Opportunism

Luis Rubio

The evidence shows that the project is about power, not well-being or development. In this context, the crisis certainly fits like a glove, as the President recently stated. It means, as confirmed by Rahm Emanuel, then Obama’s political adviser, “You never want a serious crisis to go to waste. And by that I mean that it is an opportunity to do things that you think you could not before.” In the Marxist terms utilized by many Morena party members, the objective is to deepen the contradictions in order to change the reality.

In effect, the President was elected to change the reality: his electoral platform proposed to confront poverty, corruption, inequality, and the lack of accelerated growth. If anything has distinguished the President during the past year and a half it is his being consistent in his promises and in advancing his agenda on each of those fronts. The key question with respect to AMLO does not lie in his objectives, which are public and transparent, but rather in the strategies he espouses to achieve them. In plain terms, no one can be against those objectives, but what seems evident is that he is not advancing toward their resolution; instead, he is concentrating his power on all fronts, as if that would suffice for procuring his objectives.

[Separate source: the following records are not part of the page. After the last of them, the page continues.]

PR #170, opened 2025-02-11
chore: move initialization into class methods, limit singleton use

typotter:
---
labels: mergeable
---
_Eppo Internal_
🎟️ towards FF-3888
📜 [Multiple Eppo Clients](https://www.notion.so/eppo/Multiple-concurrent-and-isolated-EppoClient-instances-running-within-an-application-18449cc0114380288eb3eaac580c4e53)
[Configuration Side-loading](https://www.notion.so/eppo/Configuration-side-loading-design-12249cc0114380bc9650d8dc4e189e77)

## Motivation and Context

**This PR is carved from #166 in an attempt to make #166 focused on the the "new" API.** This PR adds no net new functionality, however, the new `EppoJSClient.init` method, marked **@internal** does allow for unbuffered initialization calls just as the global `init` method previously allowed. This internal method can be made private once we remove the global `init` method in the next major release.

The `init` and `getInstance()` methods work on a singleton instance of the `EppoJSClient` which makes for a generally smooth developer experience given that the Eppo SDK essentially handles dependency management for the dev. This does have its own drawbacks, but those are not particularly relevant here.

There are use cases, however, when a non-singleton instance of the `EppoJSClient` is required. One such use case is embedding the Eppo SDK into a library which itself can be included in other applications. If that 3p library shipped with Eppo is integrated into another application that has the Eppo SDK running, there would be undefined behaviour as the SDK cannot handle this use case.

**TL;DR: We want to move away from singleton access and allow for multiple instance of the EppoJSClient while maintaining the current API**

## Description
- Move bulk of initialization to a class method
- funnel all references to the static `instance` through `getInstance()`
- deprecate `EppoJSClient.instance`
- make `initialized` and `ensureInitialized` class members; still set `EppoJSClient.initialized` as before to ensure backward compatibility with the current API

- doc comments

## How has this been tested?
- tests

### DIFF
--- a/src/index.ts
+++ b/src/index.ts
@@ -109,9 +109,6 @@ export class EppoJSClient extends EppoClient {
     isObfuscated: true,
   });
 
-  /**
-   * @deprecated
-   */
   public static initialized = false;
 
   private initialized = false;
--- a/src/index.ts
+++ b/src/index.ts
@@ -271,6 +271,12 @@ export class EppoJSClient extends EppoClient {
     }
   }
 
+  /**
+   * Initialize the Eppo Client.
+   *
+   * @internal
+   * @param config
+   */
   async init(config: IClientConfig): Promise<EppoJSClient> {
     validation.validateNotBlank(config.apiKey, 'API key required');
     let initializationError: Error | undefined;
@@ -495,6 +501,12 @@ export class EppoJSClient extends EppoClient {
     return this;
   }
 
+  /**
+   * Initialize the client synchronously, for offline use.
+   *
+   * @internal
+   * @param config
+   */
   offlineInit(config: IClientConfigSync) {
     const isObfuscated = config.isObfuscated ?? false;
     const throwOnFailedInitialization = config.throwOnFailedInitialization ?? true;
--- a/src/index.ts
+++ b/src/index.ts
@@ -272,10 +272,7 @@ export class EppoJSClient extends EppoClient {
   }
 
   /**
-   * Initialize the Eppo Client.
-   *
    * @internal
-   * @param config
    */
   async init(config: IClientConfig): Promise<EppoJSClient> {
     validation.validateNotBlank(config.apiKey, 'API key required');
@@ -502,10 +499,7 @@ export class EppoJSClient extends EppoClient {
   }
 
   /**
-   * Initialize the client synchronously, for offline use.
-   *
    * @internal
-   * @param config
    */
   offlineInit(config: IClientConfigSync) {
     const isObfuscated = config.isObfuscated ?? false;
@@ -589,6 +583,7 @@ export function offlineInit(config: IClientConfigSync): EppoClient {
 
   // For backwards compatibility.
   EppoJSClient.initialized = true;
+
   return instance;
 }
 
@@ -619,6 +614,7 @@ export async function init(config: IClientConfig): Promise<EppoJSClient> {
 
   // For backwards compatibility.
   EppoJSClient.initialized = true;
+
   return client;
 }
 
--- a/src/index.ts
+++ b/src/index.ts
@@ -573,6 +573,11 @@ export function offlineInit(config: IClientConfigSync): EppoClient {
 }
 
 /**
+ * Tracks pending initialization. After an initialization completes, this value is set to null
+ */
+let initializationPromise: Promise<EppoJSClient> | null = null;
+
+/**
  * Initializes the Eppo client with configuration parameters.
  * This method should be called once on application startup.
  * @param config - client configuration
@@ -591,10 +596,20 @@ export async function init(config: IClientConfig): Promise<EppoJSClient> {
       applicationLogger.warn(
         'Eppo SDK is already initialized, skipping reinitialization since forceReinitialize is false.',
       );
+      return instance;
     }
   }
 
-  const client = instance.init(config);
+  if (initializationPromise === null) {
+    initializationPromise = instance.init(config);
+  } else {
+    applicationLogger.warn(
+      'Initialization is already in progress. init should be called only once at application startup.',
+    );
+  }
+
+  const client = await initializationPromise;
+  initializationPromise = null;
 
   // For backwards compatibility.
   EppoJSClient.initialized = true;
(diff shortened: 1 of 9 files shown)


src/index.ts
```diff
@@ -287,308 +584,42 @@ export function buildStorageKeySuffix(apiKey: string): string {
  * @public
  */
 export function offlineInit(config: IClientConfigSync): EppoClient {
-  const isObfuscated = config.isObfuscated ?? false;
```
typotter, line 290: moved to class

src/index.ts
```diff
@@ -287,308 +584,42 @@ export function buildStorageKeySuffix(apiKey: string): string {
...
-    initializationPromise = explicitInit(config);
+    initializationPromise = instance.init(config);
   }
 
   const client = await initializationPromise;
   initializationPromise = null;
-  return client;
-}
-
-async function explicitInit(config: IClientConfig): Promise<EppoClient> {
```
typotter, line 369: moved to `EppoJSClient.init`

src/index.ts
```diff
@@ -252,15 +261,303 @@ export class EppoJSClient extends EppoClient {
...
     }
   }
+
+  /**
+   * Initialize the Eppo Client.
+   *
+   * @internal
+   * @param config
+   */
+  async init(config: IClientConfig): Promise<EppoJSClient> {
```
typotter, line 280: no changes here from `explicitInit`

src/index.ts
```diff
@@ -252,15 +261,303 @@ export class EppoJSClient extends EppoClient {
...
+    return this;
+  }
+
+  /**
+   * Initialize the client synchronously, for offline use.
+   *
+   * @internal
+   * @param config
+   */
+  offlineInit(config: IClientConfigSync) {
```
typotter, line 510: no changes from offline init

src/index.ts
```diff
@@ -287,308 +563,58 @@ export function buildStorageKeySuffix(apiKey: string): string {
...
-    }
-
-    if (initializationSource === ConfigSource.NONE) {
-      // Neither config loader produced useful config. Return error, if exists, in order from first to last: fetch, config store, generic.
-      initializationError = initFromFetchError
-        ? initFromFetchError
-        : initFromConfigStoreError
-          ? initFromConfigStoreError
-          : new Error('Eppo SDK: No configuration source produced a valid configuration');
+      applicationLogger.warn(
```
typotter, line 596: The diff makes it hard to see what's left in this method;

1) We keep the `forceReinitialize` check here to keep it out of the EppoJSClient.init method
2) Warn if an initialization is currently in progress

felipecsl:
Just a thought here, since this will require a major version bump, does it even make sense to deprecate the old APIs?

Since we're doing a major departure in terms of API design, it might not make sense to keep deprecated APIs around, as that will make the internal design a lot more complicated.

Since upgrading will require code changes anyways (assuming it will be a major bump), then we might as well just redesign it as a blank slate, not worrying about deprecations. WDYT?

src/index.ts
```diff
@@ -101,19 +101,28 @@ export class EppoJSClient extends EppoClient {
   // Ensure that the client is instantiated during class loading.
   // Use an empty memory-only configuration store until the `init` method is called,
   // to avoid serving stale data to the user.
+  /**
+   * @deprecated. use `getInstance()` instead.
+   */
```
aarsilv, line 106: Guessing the plan in the future is to make this private? Or have getInstance() construct just-in time if one not set?

src/index.ts
```diff
@@ -101,19 +101,28 @@ export class EppoJSClient extends EppoClient {
...
     flagConfigurationStore,
     isObfuscated: true,
   });
+
+  /**
+   * @deprecated
+   */
   public static initialized = false;
 
+  private initialized = false;
```
aarsilv, line 117: nice

src/index.ts
aarsilv: 🔥

aarsilv (approved):
Thanks for carving out this PR, makes things very clear. I like what I see! 🚀 

Consider throwing a `package.json` minor version bump in here just so you don't forget 😛

aarsilv (commented):
Thanks for iterating on all the comments!

The one thing I'm still confused about (probably because it's late 😛) is the deprecation of `getInstance()`. Are we expecting people to handle managing the instance they get from `buildAndInit()`? Does this mean that they would need to write their own `getInstance()` methods and wrapper assignment methods with null checks that return default value if not initialized? If so, I think this may be unnecessary friction and we should think about how to make the 99% use case--a singleton in a code base where they are not concerned about conflicts--as friction-free as possible.

typotter (commented):
> Just a thought here, since this will require a major version bump, does it even make sense to deprecate the old APIs?
The intent for this PR was no more than a minor bump. Is there a breaking change to the API I overlooked? @felipecsl 

> 
> Since we're doing a major departure in terms of API design, it might not make sense to keep deprecated APIs around, as that will make the internal design a lot more complicated.

This I agree on, however, that's better left for #166. This PR doesn't change any if the current API, nor deprecates it (without an immediately available equivalent, ex: `getInstance` instead of `EppoJSClient.instance`)

> Since upgrading will require code changes anyways (assuming it will be a major bump), then we might as well just redesign it as a blank slate, not worrying about deprecations. WDYT?

Again, the intent of this PR is no breaking changes.
The current focus is to deliver on the concrete ask of multiple instances and leveraging the opportunity to to incrementally work towards the ideal interface.
Deprecating with a replacement doesn't require a code change but if one is made to avoid the annotation, it's a very simple change. Accumulating some @deprecateds while we work out what the ideal is seems like a good tradeoff to allow us to continue to ship improvements and bug fixes to the current major version.

typotter:
> The one thing I'm still confused about (probably because it's late 😛) is the deprecation of `getInstance()`. Are we expecting people to handle managing the instance they get from `buildAndInit()`? Does this mean that they would need to write their own `getInstance()` methods and wrapper assignment methods with null checks that return default value if not initialized? If so, I think this may be unnecessary friction and we should think about how to make the 99% use case--a singleton in a code base where they are not concerned about conflicts--as friction-free as possible.

@aarsilv no deprecation of `getInstance` in this PR. Will likely drop that in #166 so we can ship the customer-requested feature and continue discussion around the evolution of the SDK in a non-blocking way.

The notion that the concentration of power resolves the country’s problems derives from a partial and insufficient reading of what occurred in the era of stabilizing development, above all in the sixties and at the beginning of the seventies. The dates matter because the results were contrasting: between the forties and the onset of the seventies the country enjoyed a situation of exceptional economic growth and political stability, a perfect combination that resulted from a political and economic model that maintained coherence between them but that, in the sixties, began to reach its limit. In the seventies there was an attempt to prolong a model that no longer possessed economic or political viability through growing indebtedness, which led to the debt crisis in 1982 and the terrible recession of that decade.

The main point is that there was a model that worked, a model whose characteristics included a strong presidency, the product of concrete economic and political strategies. The strong presidency was the consequence of a model, not the model itself. In addition, that model responded to an historical moment of Mexico and of the world that no longer exists. In this respect, attempting to recreate the presidency to resolve 21st-century problems is, as Marx would have said, a farce.

The latter has not impeded the construction of a strong presidency and a government focused on control from proceeding rapidly and without pause, as illustrated by the attempt to eliminate any constitutional control in decision making of the public expenditure or the recent steal of electric rights. However, the fallacy behind that project is its not being susceptible to making headway toward the achievement of the objectives put forth by the President: clearly, corruption has not diminished (as always in Mexico’s political system, the corrupt are those of the government-in-progress, but there the corruption remains); poverty does not diminish with the increase of government transfers (but a client base is strengthened that has nothing to do with poverty); and, it is clear, inequality does not diminish. In terms of growth, there is no need to say anything further.

The evidence reveals that the true project is not development but control: not only is everything pinpointed in that direction, but there is not even any pretense of building the type of a steering-role capacity (“rectoría del Estado”) that characterized the stabilizing development era. However, the objective of control is accompanied by the neutralization not only of the (supposed) counterweights to presidential power, but also by the elimination of all of the success factors typifying the period that the President calls “neoliberal.” This implies that the objective is not exclusively to restore an era of Mexico’s past, but to destroy the mainstays that do allow some things to function (actually, many of them very well, such as the manufacturing plant for export, now at risk). This would follow the Trotsky maxim that “the worse things go, the better.”

What is peculiar about the current moment is that the President forges ahead within the legislative milieu nearly without restriction, but the results are, despite of that, pyrrhic. His control of the House of Representatives through Morena is indisputable and, for bills not requiring a qualified majority, he possesses similar control of the Senate. Nonetheless, although Morena is a tool of the President, it does not constitute social representation with ample presence in the society. Its legislative strength is overwhelming, which permits the President to manipulate and deploy the party at will, but it does not have the capacity to mobilize or control the society.

The President has converted the crisis of the pandemic into an opportunity to press onward with his project of control, but it is, nonetheless, not advancing: the society has increasingly acquired greater presence and relevance. In a word: this is the time and this is the opportunity for society to seize the role corresponding to it, to sever itself from the universe of fake news and prevailing corruption to build a platform of solid future development. Crises are opportunities for everyone.